Old Security and Compliance Center Split in Two
Office 365 Notification MC202599 posted on January 30 tells tenants that the Microsoft 365 compliance center and Microsoft 365 security center portals are being rolled out in February 2020 with worldwide completion by early March. These portals were originally announced in April 2018 and have been significantly upgraded since (see this post for a discussion of some shortcomings that existed in the preview versions about a year ago). Tenants with Microsoft 365 subscriptions already have access.
The new portals will replace the Office 365 Security and Compliance Center (SCC) introduced in 2016. Microsoft is dividing the functionality found in the SCC across two portals to better reflect the work done in each. It’s a reasonable thing to do considering:
- The number of new features added in the security and compliance areas since 2016 (like sensitivity labels) and the expansion of functionality to handle extra workloads. The SCC was becoming a catch-call for anything remotely connected to security, compliance, or data governance.
- Although administrators might do everything in small tenants, in larger enterprises a division of work often exists and those who handle compliance issues tend not to be the same people who deal with tenant security.

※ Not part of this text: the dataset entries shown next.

PR #1194, opened 2024-11-14
Update attribute admin

jochenklar:
This *tiny* change just uses the `uri` instead of `path` when representing an `Attribute` as string. This is especially helpful in `ValueAdmin`...


MyPyDavid (approved):
🙏

Issue #1198, opened 2024-11-21
"view" doesn't change when "catalog" is changed


RH-DIPF:
### Description / Beschreibung

Changing a catalog of a project does not automatically update the list of views that are associated with that catalog.

### Expected behaviour / Erwartetes Verhalten

Changing a catalog of a project automatically updates the list of views that are associated with that catalog.

### Steps to reproduce / Schritte zum Reproduzieren

1. A new project is created by a user. 
2. The user selects "catalog A" which as a view ("View A") associated with it. 
3. Then the users switches in the same project the catalog from "catalog A" to "catalog B". "catalog B" has it's own view ("View B") associated with it. 
4. But the view that the users sees never switches. He still just sees "view A" even after switching to catalog B. 

### Context / Kontext

If the users switches to a catalog without any views, he doesn't see any views anymore. 
This is apperently an old issue #345 that was merged with an other issue #431 . But the bug from #345 was never really resolved.

jochenklar:
Hi @RH-DIPF @m6121, since views are in principle independent from catalogs, we let projects choose, which views are used in the project. This collides with the feature that views have a catalog field (which was added later) and I see that a lot of people now have the requirement that the views are more or less strictly connected to a catalog and not to the project. The same holds for tasks, but people seem to be less interested in tasks ...

We already have the feature flag `PROJECT_REMOVE_VIEWS` for the feature that @m6121 implemented. Maybe we should rename it to `PROJECT_VIEWS_SYNC` to indicate that this instance keeps the views of a project in sync with the catalog. We could also remove the possibility to choose the views freely in this case. Otherwise people could select additional views, which are then removed, when the catalog is changed or updated.

PR #1200, opened 2024-11-22
Fix: remove views from projects if catalog is changed

m6121:
## Description

As described in #1198, if the project's catalog is changed, views that are no longer available are not remove. This PR implements this.

In addition, it sketches the addition of now available views to the project. However, as the user is not available, this is not yet working. If we find a solution, we might similarly, add this if the view is changed in the management interface which currently also implements the removal only.

As the buildin signal post_save does not contain the request object, we may need to move to a custom signal in order to enable filtering based on groups and availability for the user.

ToBeDone:

- [ ] Add tests
- [ ] Decide on automatically adding views to projects (maybe also enabled by setting?)
- [ ] Change to custom signal/include filtering of views based on user permissions
- [ ] Implement adding of views to other signals. 

Related issue: #1198

### DIFF
--- a/rdmo/projects/handlers.py
+++ b/rdmo/projects/handlers.py
@@ -1,0 +1,25 @@
+from django.db.models.signals import post_save
+from django.dispatch import receiver
+
+from rdmo.projects.models import Project
+from rdmo.views.models import View
+
+
+@receiver(post_save, sender=Project)
+def update_views_on_catalog_change(sender, instance, **kwargs):
+    # remove views that are no longer available
+    view_candidates = instance.views.exclude(catalogs__in=[instance.catalog]) \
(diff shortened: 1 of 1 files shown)


m6121:
Hi @jochenklar and @MyPyDavid, what do you think about automatically adding views to projects on either user change of the catalog or change of the view <-> catalog relation within the management interface?

jochenklar:
I wrote something in https://github.com/rdmorganiser/rdmo/issues/1198. (I needed to look it up, we already have a feature flag, is used in `rdmo/projects/apps.py`)

MyPyDavid:
will be merged and continued in https://github.com/rdmorganiser/rdmo/pull/1218

Issue #1030, opened 2024-06-27
Drop support for Python 3.8 (10/2024)


afuetterer:
Python 3.8 reaches EOL in 10/2024.

Refs: 
- https://devguide.python.org/versions/#supported-versions
- #648

MyPyDavid:
yes, this is a good one.
Maybe we should spread this info into the community so that instance admins can do (or prepare for) an upgrade. Except for upgrading the Python installation on the OS there shouldn't be any troubles AFAIK..

afuetterer:
No more security patches should be argument enough, right?

jochenklar:
I think we should support 3.8 as long as we can. I think when we ditched 3.6 and 3.7 it was beacause we wanted to use `pyproject.toml`. Updating the VM where RDMO is running is troublesome, and it *will* keep people from updating RDMO.

afuetterer:
I don't see the connection of these topics. But I am still in favor of dropping EOL versions.

This topic will re-appear every time, when a new major versions is released and an older version is dropped. The RDMO dependencies will then continuously drop their support for EOL versions. Meaning RDMO is stuck with old versions of dependencies.

Ref: #742

MyPyDavid:
because of this

              We can drop it. Now that I discovered `uv` for Python installs I am less worried about this.

_Originally posted by @jochenklar in https://github.com/rdmorganiser/rdmo/issues/1206#issuecomment-2506415469_

and this https://github.com/rdmorganiser/rdmo-docs/pull/56 ;)

For Django I think that RDMO will upgrade only from LTS(4.2) to LTS(5.2).

afuetterer:
Okay, so this means green light for dropping 3.8?

How about the versioning of RDMO? Is this something for the release 2.3.0? Or do you consider this a breaking change?

MyPyDavid:
However, after potentially dropping 3.8 (@jochenklar), we should still be testing against a minimum python version right?
Do we bump it to 3.9 or 3.10 already?

jochenklar:
Well we should test 3.9 and 3.13 (which I think breaks now, but this is for another issue). See https://endoflife.date/python

afuetterer:
I can do this. 3.13 was not installable recently due to the large number of dependencies that need to be 3.13-ready as well.

jochenklar:
[...]

PR #1154, opened 2024-09-23
Dependency updates for 2.3.0

MyPyDavid:
## Description

Dependency updates for `2.3.0`

PR #1213, opened 2024-12-08
feat: drop support for python 3.8

afuetterer:
## Description

Related issue: #1030

### DIFF
--- a/.github/workflows/ci.yml
+++ b/.github/workflows/ci.yml
@@ -100,7 +100,7 @@ jobs:
     runs-on: ubuntu-24.04
     strategy:
       matrix:
-        python-version: ['3.8', '3.12']
+        python-version: ['3.9', '3.12']
         db-backend: [mysql, postgres]
     steps:
     - uses: actions/checkout@v4
--- a/CONTRIBUTING.md
+++ b/CONTRIBUTING.md
@@ -31,7 +31,7 @@ If you decide to work on the issue yourself, please wait until you received some
 
 ## How to set up your development environment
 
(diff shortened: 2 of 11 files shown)


afuetterer:
I did not touch the files, that pre-commit is complaining about. What is happening?

afuetterer:
An observation: Is the lint step in ci still needed with pre-commit.ci enabled?

MyPyDavid:
> An observation: Is the lint step in ci still needed with pre-commit.ci enabled?

that pre-commit.ci is currently only still in the `dependency-updates` enabled (https://github.com/rdmorganiser/rdmo/pull/1154)
Maybe this PR should be branched off  and merged into `dependency-updates`?

those linting errors actually make sense, since those typing errors only apply from 3.9 on,
(https://docs.astral.sh/ruff/rules/non-pep585-annotation/, https://peps.python.org/pep-0585/ )

However, I think that I should fix those typing linting errors since I started adding typing to my features..
Think it's better to make this PR target to `dependency-updates` and fix the linting errors there.

afuetterer:
Interesting. I will switch the target branch then.

afuetterer:
Done.

jochenklar:
Cool thanks, but lets merge this after all the interview branches.

MyPyDavid:
it would go first to the `dependency-updates` anyway and the `dependency-updates` will go after the interview

MyPyDavid (approved):
think it's good to go for in [rdmorganiser:dependency-updates](https://github.com/rdmorganiser/rdmo/tree/dependency-updates)

jochenklar (approved):
Thanks!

- Many enterprises have upgraded their subscriptions from Office 365 to Microsoft 365. The new portals deliver a common interface for security and compliance work across all areas of Microsoft 365. At least, that’s the vision.
Not Quite Ready for a Total Switchover
The SCC will remain available at https://protection.office.com/homepage for some time to come because not all of the functionality available in it has been transferred to the new portals. It takes time to untangle everything and move code to the new locations, which is why the Microsoft 365 compliance center has a link to the SCC. At this point, the compliance center seems more complete and useful than the security center.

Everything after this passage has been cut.